# Lily' Kitchen Alternatives



## amelie (Nov 13, 2014)

So, our cat who was once the worlds unfussiest cat has of course become the worlds Fussiest cat! 

She used to love the majority of Zooplus brands but will hardly eat them now even though I've four on rotation and a cupboard stock full of tins (figures!). She looks at me in disgust when I give her Animondia Carny now!

I've been trying different brands from supermarkets and pets at home with varying success. I don't want to make the mistake of wasting another £70!! On food! 

I picked up some Lily's kitchen in tesco this evening and low and behold she loves it! I'm delighted because I was getting a bit worried. She was eating about half of what she used to (nothing wrong with her, she will scoff bowls and bowls of dry food!) 

One massive however is the price of Lily's kitchen. It's 99p per tin and she would eat about 3 tons per day. That takes Ger food budget above that of me for lunch and dinner!! 

Does anybody know if I can get them cheaper elsewhere or is there similar taste and texture available on Zooplus?


----------



## Ceiling Kitty (Mar 7, 2010)

amelie said:


> One massive however is the price of Lily's kitchen. It's 99p per tin and *she would eat about 3 tons per day*. That takes Ger food budget above that of me for lunch and dinner!!

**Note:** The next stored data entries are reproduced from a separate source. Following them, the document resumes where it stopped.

PR #1762, opened 2023-03-07
fix: Update cosign flag

hiyosi:
This PR fixes workflow failure for generic container.

* `--force` flag is removed by https://github.com/sigstore/cosign/pull/2399
* Use `--yes` instead of `--force`

### DIFF
--- a/.github/workflows/generator_container_slsa3.yml
+++ b/.github/workflows/generator_container_slsa3.yml
@@ -207,7 +207,7 @@ jobs:
 
           COSIGN_EXPERIMENTAL=1 cosign attest --predicate="$predicate_name" \
             --type slsaprovenance \
-            --force \
+            --yes \
             "${UNTRUSTED_IMAGE}@${UNTRUSTED_DIGEST}"
 
       - name: Final outcome


ianlewis (approved):

laurentsimon:
I suggest we "pin" the version of the installer to install the same version via the Action argument to avoid major version updates under the hood https://github.com/sigstore/cosign-installer/blob/main/action.yml#L10

ianlewis:
> This means we need to push a release?
> 
> @ianlewis I just realized, I _think_ `cosign-installer` defaults to the latest cosign version when a version isn't specified. The bump to v2 was very incompatible, and so now anyone using generic_contianer will break. Maybe we should ping cosign-installer moving forward?

It doesn't determine the release to install on every run. It just has a [default `cosign-release`](https://github.com/sigstore/cosign-installer/blob/bd2d1189b064bcddc3903176a807dcdba72d7fd0/action.yml#L13) that they update when there is a new release. The issue was caused by upgrading the action itself on https://github.com/slsa-framework/slsa-github-generator/pull/1741.

asraa:
AH! Thank you for that @ianlewis - looks like we're fine...

ianlewis:
> I suggest we "pin" the version of the installer to install the same version via the Action argument to avoid major version updates under the hood https://github.com/sigstore/cosign-installer/blob/main/action.yml#L10

I did think about this when writing the workflow originally but opted to leave it off so that, effectively, the `cosign-release` would be updated automatically by renovate. We should at least have a comment there that updating the installer could bump the cosign release.

laurentsimon:
added to https://github.com/slsa-framework/slsa-github-generator/issues/1765

PR #1764, opened 2023-03-07
fix: pin cosign installation version

laurentsimon:
Avoid https://github.com/slsa-framework/slsa-github-generator/pull/1762 in the future


laurentsimon:
> LGTM. Definitely agree for this not to pull in latest version.
> 
> One more comment - let's see if we can ask cosign-installer to support a minor patch version like 2.0, in case there are any patch updates? I'll post an issue

SG, I had the same thought. Definitely more complex on their end, though

PR #1768, opened 2023-03-07
TEST feat: add new predicate-utils

asraa:


ianlewis:
Maybe these predicate types can just go in the tscommon library that Laurent added?

PR #1773, opened 2023-03-08
feat: Add support for SLSA v0.2 in verify-token

### LINKED ISSUE #1521: [feature] SLSA v0.2 support for npm builder
Due to the timeline of when the npm SLSA RFC will be implemented it's likely we'll need support for SLSA v0.2 in the npm builder. Is that the case?

Currently we are supporting only v1.0 in the [BYOB Framework](https://github.com/slsa-framework/slsa-github-generator/milestone/11) but we may need to support v0.2 as well?

/cc @asraa @laurentsimon

ianlewis:
Updates #1521

Adds a new `slsa-version` input to `verify-token` which allows TRWs to output a SLSA v0.2 predicate.


.github/actions/verify-token/action.yml
```diff
@@ -5,24 +5,25 @@ description: "Verify a token"
...
 
   output-predicate:
     description: "The filename to place the output SLSA predicate based on the verified token"
-    type: string
     required: true
 
+  slsa-version:
+    description: "The version of SLSA provenance format to output in the predicate."
+    required: false
+    default: "1.0-rc1"
```
asraa, line 25: thank you for the RC change - just FYI we will need to update https://github.com/slsa-framework/slsa-github-generator/blob/80da39e3f22bc13d965dfbccc408098ca2f362fe/.github/workflows/delegator_generic_slsa3.yml#L229

.github/actions/verify-token/action.yml
```diff
@@ -5,24 +5,25 @@ description: "Verify a token"
...
 
   slsa-unverified-token:
     description: "The token to verify"
-    type: string
     required: true
 
   token:
     description: "The GitHub Actions token."
     required: false
-    default: ${{ github.token }}
```
asraa, line 19: qq: why is the default here removed? the code doesn't look for GITHUB_TOKEN as a fallback (but maybe there's some magic i don't know about)

.github/actions/verify-token/src/predicate1.ts
```diff
@@ -14,32 +14,18 @@ limitations under the License.
...
-  // GITHUB_WORKFLOW_REF contains the repository name in the path. We will trim
-  // it out.
-  // e.g. 'octocat/hello-world/.github/workflows/my-workflow.yml@refs/heads/my_branch'
-  // Strip off the repo name and git ref from the workflow path.
-  return obj.workflow_ref
-    .substring(`${obj.repository}/`.length)
-    .split("@", 1)[0];
-}
+const DELEGATOR_BUILD_TYPE_V1 =
+  "https://github.com/slsa-framework/slsa-github-generator/delegator-generic@v1";
```
asraa, line 22: the other file versions the delegator build type at v0, why differ?

asraa (commented):
thank you for doing this!

.github/actions/verify-token/action.yml
```diff
@@ -5,24 +5,25 @@ description: "Verify a token"
 inputs:
   slsa-workflow-recipient:
     description: "The audience of the token"
-    type: string
```
laurentsimon, line 8: is the default type `string`? Can we keep them for readability?

laurentsimon (commented):
qq: shall we expose the SLSA version as an env variable, so that it's not exposed to TRWs but only our workflows internally? Since this seems like a temporary solution for npm, maybe we should not expose this functionality?
Starting with an env variable lets us make it public later if we need. Not exposing lets us deprecate the v0.2 more easily too in the future.

Wdut?

laurentsimon:
> > so that it's not exposed to TRWs but only our workflows internally?
> 
> It will still be exposed only internally to our workflows - the callers of these actions are our internal workflows and we set the inputs, TRW users won't be able to change them

ho, my bad. I read `setup-token` instead of `verify-token`

.github/actions/verify-token/src/predicate1.ts
ianlewis: I thought a bit about this and went this way because it was different SLSA versions, but I guess it doesn't really matter much. I'll just make them both v0.

.github/actions/verify-token/src/slsatypes1.ts
```diff
@@ -0,0 +1,69 @@
...
+export interface RunDetails {
+  builder: Builder;
+
+  metadata: Metadata;
+
+  byproducts?: ArtifactReference[];
+}
+
+// SLSAPredicate is a SLSA v1.0-rc1 provenance predicate.
+export interface SLSAPredicate {
```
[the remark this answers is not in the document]
ianlewis: I'm not really sure that that gets us much since the actual formats are pretty different.

.github/actions/verify-token/action.yml
ianlewis: I'll go ahead and make the change on this PR.

ianlewis:
> > > so that it's not exposed to TRWs but only our workflows internally?
> > 
> > 
> > It will still be exposed only internally to our workflows - the callers of these actions are our internal workflows and we set the inputs, TRW users won't be able to change them
> 
> ho, my bad. I read `setup-token` instead of `verify-token`

We will have to plumb it through the delegator at some point though. This PR leaves that TBD.

.github/actions/verify-token/action.yml
ianlewis: Nope. This was a mistake. That's what we have reviews for I guess 😞

ianlewis:
> qq: shall we expose the SLSA version as an env variable, so that it's not exposed to TRWs but only our workflows internally?

I think we will still want to support an input that allows users to generate different versions of SLSA provenance in order to better support downstream consumers. For example, even if 1.1 is released and we generate that by default users may want to generate 1.0 provenance because the downstream tooling hasn't caught up to 1.1 yet.

We can discuss that separately though. I'll submit a separate PR where we can discuss this.

asraa (approved):

PR #1776, opened 2023-03-08
fix: use RNG for cleanup

asraa:
fixes the cleanup action by directly specifying the RNG value in the cleanup files.

when running in parallel (through multiple jobs or matrix strategy) the cleanup of one can affect the other with the wildcard specifier.

cc @rbehjati


laurentsimon (approved):

.github/workflows/delegator_generic_slsa3.yml
```diff
@@ -248,11 +248,13 @@ jobs:
...
   cleanup:
     runs-on: ubuntu-latest
-    needs: [generate-provenance]
+    needs: [rng, generate-provenance]
+    env:
+      RNG: ${{ needs.rng.outputs.value }}
     steps:
       - uses: geekyeggo/delete-artifact@54ab544f12cdb7b71613a16a2b5a37a9ade990af # v2.0.0
         with:
           name: "*-${{ env.SLSA_PREDICATE_FILE }}"
```
ianlewis, line 257: Do you still want to delete all predicate files?
```suggestion
          name: "${{ env.RNG }}-${{ env.SLSA_PREDICATE_FILE }}"
```

ianlewis (approved):

.github/workflows/delegator_generic_slsa3.yml
asraa: oops good catch - i missed that one.

PR #1777, opened 2023-03-08
fix: Make sure each docker-based job only cleans up its own files

rbehjati:
Ref https://github.com/actions/runner/issues/2475

### DIFF
--- a/.github/workflows/builder_docker-based_slsa3.yml
+++ b/.github/workflows/builder_docker-based_slsa3.yml
@@ -461,18 +461,18 @@ jobs:
   cleanup:
     # Deletes internal artifacts
     runs-on: ubuntu-latest
-    needs: [generate-build-definition, build, provenance]
+    needs: [rng, generate-build-definition, build, provenance]
     env:
       BUILD_DEFINITION_NAME: ${{ needs.generate-build-definition.outputs.build-definition-name }}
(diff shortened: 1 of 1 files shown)


asraa (approved):

.github/workflows/builder_docker-based_slsa3.yml
```diff
@@ -461,18 +461,18 @@ jobs:
...
-    needs: [generate-build-definition, build, provenance]
+    needs: [rng, generate-build-definition, build, provenance]
     env:
       BUILD_DEFINITION_NAME: ${{ needs.generate-build-definition.outputs.build-definition-name }}
       SLSA_OUTPUTS_NAME: ${{ needs.build.outputs.slsa-outputs-name }}
     steps:
       - uses: geekyeggo/delete-artifact@54ab544f12cdb7b71613a16a2b5a37a9ade990af # v2.0.0
         with:
-          name: "${{ env.BUILD_DEFINITION_NAME }}-*"
+          name: "${{ env.BUILD_DEFINITION_NAME }}-${{ needs.rng.outputs.value }}"
```
asraa, line 471: I found that this action does not support expanding inputs - so you have to add an env var `RNG: ${{ needs.rng.outputs.value }}` and replace this with `${{ env.RNG }}`

rbehjati: Thanks. Done.

asraa (approved):

Issue #1681, opened 2023-02-24
[feature] Update references checks for BYOB


ianlewis:
Update references checks to check for references to the delegator workflow.

- [pre-release/references.sh](https://github.com/slsa-framework/slsa-github-generator/blob/1ab4b3fedd147dbaa1530ff9c3b59f48ace2bae2/.github/workflows/scripts/pre-release/references.sh)
- [pre-submit.actions/references.sh](https://github.com/slsa-framework/slsa-github-generator/blob/1ab4b3fedd147dbaa1530ff9c3b59f48ace2bae2/.github/workflows/scripts/pre-submit.actions/references.sh)
- [RELEASE.md](https://github.com/slsa-framework/slsa-github-generator/blob/1ab4b3fedd147dbaa1530ff9c3b59f48ace2bae2/RELEASE.md)

laurentsimon:
I think this is already working properly. The scripts search under `.github/workflows/` for the string `slsa-framework/slsa-github-generator/.github/actions/...`, so the delegator workflows will be taken into account.

ianlewis:
Right now I think the scripts miss uses of [delegator_generic_slsa3.yml](https://github.com/slsa-framework/slsa-github-generator/blob/cd68d888a824244d863cc4ba49b17eaa824215b0/.github/workflows/delegator_generic_slsa3.yml).

This will be an issue for any workflows (like the nodejs one) that use BYOB in our repo.
https://github.com/slsa-framework/slsa-github-generator/blob/71cb86986c57cd8173e44c4746c09c3cce7c1c5f/.github/workflows/builder_nodejs_slsa3.yml#L78

laurentsimon:
Got it. I understand what you mean. Agreed.

PR #1778, opened 2023-03-08
feat: check ref to workflows

laurentsimon:
closes https://github.com/slsa-framework/slsa-github-generator/issues/1681

### DIFF
--- a/.github/workflows/scripts/pre-release/references.sh
+++ b/.github/workflows/scripts/pre-release/references.sh
@@ -26,10 +26,11 @@ if [ "$RELEASE_TAG" == "" ]; then
     exit 1
 fi
 
-# Verify internal Actions are referenced by the release tag.
 cd __THIS_REPO__
+
+# Verify internal Actions are referenced by the release tag.
 results=$(
-    find .github/workflows/ -maxdepth 1 -type f -print0 -name '*.yaml' -o -name '*.yml' |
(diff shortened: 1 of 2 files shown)


.github/workflows/scripts/pre-release/references.sh
```diff
@@ -40,6 +40,19 @@ if [[ "$results" != "" ]]; then
     exit 1
 fi
 
+# Verify the internal calls to workflows are referenced by the release tag.
+results=$(
+    find .github/workflows/ -maxdepth 1 -type f -print0 -name '*.yaml' -o -name '*.yml' |
```
ianlewis, line 45: Do we want this to run on all workflows including pre-submits and such?

Maybe we can exclude workflows that start with `pre-submit.` or `e2e.`?

That would still match the `release.yml` and `scorecards.yml` but maybe we can come up with an update naming scheme for them? Something like `ci.tag.release.yml` and `ci.schedule.scorecards.yml` and then ignore the `ci.` prefix?

ianlewis (approved):

.github/workflows/scripts/pre-release/references.sh
laurentsimon: updated the code to only look for `builder_*` files, as they are the only ones that will use the delegator workflows. Wdut?

ianlewis: SG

WHOA! She must be fatter than Bagpuss!   :lol:

Tesco sell 'Lily's', an offshoot brand of Lily's Kitchen. It might be worth looking at regular Lily's Kitchen, as it's available in bigger 400g tins rather than the little 100g trays, but I don't know off the top of my head whether it'd be significantly cheaper.


----------



## chillminx (Nov 22, 2010)

Shoshannah said:


> > It might be worth looking at regular Lily's Kitchen, as it's available in bigger 400g tins rather than the little 100g trays, but I don't know off the top of my head whether it'd be significantly cheaper.
> 
> 
> The 400 gram cans of Lily's Kitchen work out at £2.07 per can if you buy in bulk (12 cans), so a big saving on the price of the foil trays.
> ...


----------



## Vanessa131 (Nov 16, 2014)

Lilys kitchen is currently £1.99 per 400g tin on their website.


----------



## Buttons1 (Sep 2, 2013)

I bought some Encore pâté from Sainsburys once and knew the second that I opened it that my two wouldn't eat it as it looked just like Lily's kitchen and they had turned their noses up at LK in the past. I think the ingredients are pretty similar too (lots of different meat sources).

I can't remember how much I paid for them, I will have a quick look and try to add a link.

My supply went to the cat shelter btw.

Edit: I've found the link. It's 75p for 100g so a slight improvement on Lily's

http://www.sainsburys.co.uk/shop/gb/groceries/wet-cat-food/encore-cat-pat--fresh-selection-6x100g


----------



## Squeaks (Oct 16, 2014)

Zooplus do sell Lily's which is slightly cheaper than buying it here, but it still is one of the most expensive foods on there.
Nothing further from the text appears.